コロナ禍でマスクを外せない日が長く続き、「目元」で個性をアピールしようと、目ヂカラをアップする方法として「カラコン」、つまり色がついていて度の入っていない「カラーコンタクトレンズ」に若者を中心に注目が集まった時期がありました。

コロナの感染拡大が落ち着いてマスクを外せる日がやって来ればこのブームも静まるだろうと、その時は思っていたのですが……。予想は大きく外れ、今やカラーコンタクトレンズは10~20代を中心に、女性のみならず美意識の高い男性の間でも、目元のコスメアイテムとしてすっかり定着しています。

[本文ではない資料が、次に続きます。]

PR #25, opened 2020-11-25
Create a client example

seanmonstar:
This starts creating usable examples so we can start seeing it interact with other implementations.

### DIFF
--- a/Cargo.toml
+++ b/Cargo.toml
@@ -1,2 +1,9 @@
 [workspace]
-members = ["h3", "h3-quinn", "tests/h3-tests"]
+members = [
+    "h3",
+    "h3-quinn",
+
+    # Internal
+    "examples",
+    "tests/h3-tests",
+]
--- a/examples/Cargo.toml
+++ b/examples/Cargo.toml
@@ -1,0 +1,18 @@
+[package]
+name = "examples"
+version = "0.0.0"
+publish = false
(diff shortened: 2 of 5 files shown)


seanmonstar:
@stammw I got the ALPN fixed (needed `h3-29` instead of just `h3` for several servers), but so far, they all timeout after sending the request. I'm probably missing something obvious?

seanmonstar:
Found the issue. After closing the send side, I also needed to add ignoring of unknown/reserved frames, and success!

stammw:
It actually works! Nice ! :)

seanmonstar:
I started adding printing of the received data too, and hit a panic `"There is still data to read, please call poll_data() ..."`...

seanmonstar:
Ok, so I fixed that by making sure `recv_data` wouldn't poll for a new frame if `FrameStream::remaining_data != 0`. Now I'm hitting a panic in h3-quinn, advancing the buffer too far after calling `read_unordered()`.

seanmonstar:
Ok, all set! `cargo run --example client https://blog.cloudflare.com` fetches the full page!

stammw:
All right! Sorry I haven't been that much involved into this but the my shiny new embedded linux video driver with fpga-cuda interface thing job is taking a lot of bandwidth.

PR #26, opened 2020-11-25
Treat reserved frame types as unknown frames

seanmonstar:
[Section 7.2.8](https://quicwg.org/base-drafts/draft-ietf-quic-http.html#section-7.2.8) says that "reserved" frames are meant to be treated as unknown frames.


stammw (approved):

stammw:
Ok, no need to check if it is actually reserved types or not. Thanks !

PR #20, opened 2025-12-29
Dashboard <> Deposit address

Megha-Dev-19:
image
image

### DIFF
--- a/nt-be/src/handlers/token/metadata.rs
+++ b/nt-be/src/handlers/token/metadata.rs
@@ -60,9 +60,11 @@ struct RefSdkToken {
     pub price: Option<f64>,
     #[serde(rename = "priceUpdatedAt")]
     pub price_updated_at: Option<String>,
+    #[serde(rename = "price_updated_at")]
     pub price_updated_at_snake_case: Option<String>,
     #[serde(rename = "chainName")]
     pub chain_name: Option<String>,
+    #[serde(rename = "chain_name")]
     pub chain_name_snake_case: Option<String>,
     pub error: Option<String>,
 }


nt-fe/app/(treasury)/[treasuryId]/dashboard/components/deposit-modal.tsx
```diff
@@ -0,0 +1,477 @@
...
+        </div>
+
+        {/* Content */}
+        <div className="px-4 pt-4 pb-6 space-y-2">
+          <p className="text-sm font-semibold">
+            Select asset and network to see deposit address
+          </p>
+
+          {/* Error Message */}
+          {error && (
```
Comment (akorchyn) [inline nt-fe/app/(treasury)/[treasuryId]/dashboard/components/deposit-modal.tsx]: Should be done by react-hook-form rather than you own handling

akorchyn (changes requested):
Sorry, I'm not ready to merge this. Please use components, and do not create your own implementation for things that could be used from Shadcn or already implemented.

E.g. modal.tsx

We don't want to have 10 implementations of the same things

nt-fe/components/ui/alert.tsx
```diff
@@ -11,7 +11,9 @@ const alertVariants = cva(
         default: "bg-card text-card-foreground",
         info: "bg-general-info-background-faded text-general-info-foreground border border-general-info-border",
         destructive:
-          "text-destructive bg-card [&>svg]:text-current *:data-[slot=alert-description]:text-destructive/90",
+          "bg-red-50 dark:bg-red-950/50 border-red-200 dark:border-red-800 text-red-800 dark:text-red-200 [&>svg]:text-red-600 dark:[&>svg]:text-red-400",
+        warning:
+          "bg-yellow-50 dark:bg-yellow-950/50 border-yellow-200 dark:border-yellow-800 text-yellow-800 dark:text-yellow-200 [&>svg]:text-yellow-600 dark:[&>svg]:text-yellow-400",
```
Megha-Dev-19: Our UI has different error and warning state, so I have added these colors, do you think we should stay with library one or our own implementation? @akorchyn

akorchyn: Ideally, we should create a wrapper around the original alert with an override similar to @/components/button, overrides components/ui/button.

We don't want to really change the default implementation, as we might, from time to time, update that component, and it will override our settings.

nt-be/src/handlers/token/metadata.rs
```diff
@@ -43,17 +44,59 @@ pub struct TokenMetadata {
...
     pub price_updated_at: Option<String>,
-    #[serde(rename = "chainName")]
-    pub chain_name: String,
+    pub chain_name: Option<String>,
+    pub error: Option<String>,
+}
+
+/// Manual parser for RefSdkToken to handle duplicate keys in API response
+/// The REF SDK API returns both snake_case and camelCase versions of some fields
+fn parse_ref_sdk_token(value: &Value) -> Option<RefSdkToken> {
```
akorchyn: Don't really like this...

akorchyn: Let's just fetch as before and then iterate and clean up rather than this

PR #24, opened 2026-01-03
fix: handle day overflow in monthly interval increment

petersalomonsen:
## Problem

The monthly interval increment function would panic when incrementing from dates like January 31st to February, because February doesn't have 31 days.

## Solution

Use chrono's `checked_add_months` method which automatically handles day overflow by clamping to the last valid day of the target month.

## Changes

- Updated `Interval::increment()` to use `checked_add_months(Months::new(1))`
- Added comprehensive unit tests covering edge cases:
  - Jan 31 → Feb 29 (leap year)
  - Jan 31 → Feb 28 (non-leap year)  
  - Mar 31 → Apr 30
  - May 31 → Jun 30
  - Jan 29-30 → Feb (both leap and non-leap years)

## Testing

All 13 unit tests pass:
```
cargo test interval_increment --lib
```

### DIFF
--- a/nt-be/src/handlers/balance_changes/history.rs
+++ b/nt-be/src/handlers/balance_changes/history.rs
@@ -42,9 +42,7 @@ impl Interval {
             Interval::Hourly => datetime + chrono::Duration::hours(1),
             Interval::Daily => datetime + chrono::Duration::days(1),
             Interval::Weekly => datetime + chrono::Duration::weeks(1),
-            Interval::Monthly => datetime
-                .checked_add_months(Months::new(1))
-                .expect("Failed to increment month"),
+            Interval::Monthly => datetime.checked_add_months(Months::new(1)).unwrap(),
         }
     }
 }


nt-be/src/handlers/balance_changes/history.rs
```diff
@@ -32,31 +32,19 @@ impl Interval {
...
-
-                // Keep the same day, time, and timezone
-                datetime
-                    .with_year(new_year)
-                    .and_then(|dt| dt.with_month(new_month))
-                    .expect("Failed to increment month")
-            }
+            Interval::Monthly => datetime
+                .checked_add_months(Months::new(1))
+                .expect("Failed to increment month"),
```
akorchyn: When does it crash ? 

Ideally we should not use unwrap and expect over the code 

Is it safe to assume that it never happens ?

petersalomonsen: yes, we can assume it will never crash. changed to `unwrap` now

akorchyn: I would rather unwrap_or_default()

but I probably will iterate on it later and fight all the unwraps/expects in the codebase

PR #95, opened 2026-01-20
CSS fixes for members and deposit modal

Megha-Dev-19:


nt-fe/components/button-with-tooltip.tsx
```diff
@@ -0,0 +1,43 @@
+import { Button } from "@/components/button";
+import {
+  Tooltip,
+  TooltipContent,
+  TooltipTrigger,
+} from "@/components/ui/tooltip";
```
akorchyn: Use components/tooltip

As we use another design for that

PR #104, opened 2026-01-22
fix: recent activity with staking

akorchyn:


nt-be/src/routes/balance_changes.rs
```diff
@@ -156,6 +156,7 @@ pub async fn get_recent_activity(
         WHERE account_id = $1
           AND counterparty != 'SNAPSHOT'
           AND counterparty != 'NOT_REGISTERED'
+          AND counterparty != 'STAKING_SNAPSHOT'
```
petersalomonsen: For staking snapshot I would keep it, since it will be a balance change to the previous staking snapshot entry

報道によれば、カラーコンタクトレンズの市場はこのところ急拡大し、国内の市場規模は約900億円と試算され、1000億円に到達するのも目前との説もあります。しかしそのファッション性はともかく、このタイプのカラーコンタクトレンズには非常に危険な落とし穴が潜んでいます。

アイメイクをする感覚で使っていると、目のトラブルを招きます。角膜(黒目部分)が炎症を起こして失明したケースも報告されているのです。そのようなリスクを避けるには購入の段階から、どのような点に注意すべきでしょうか。今回は、そのポイントをまとめておきたいと思います。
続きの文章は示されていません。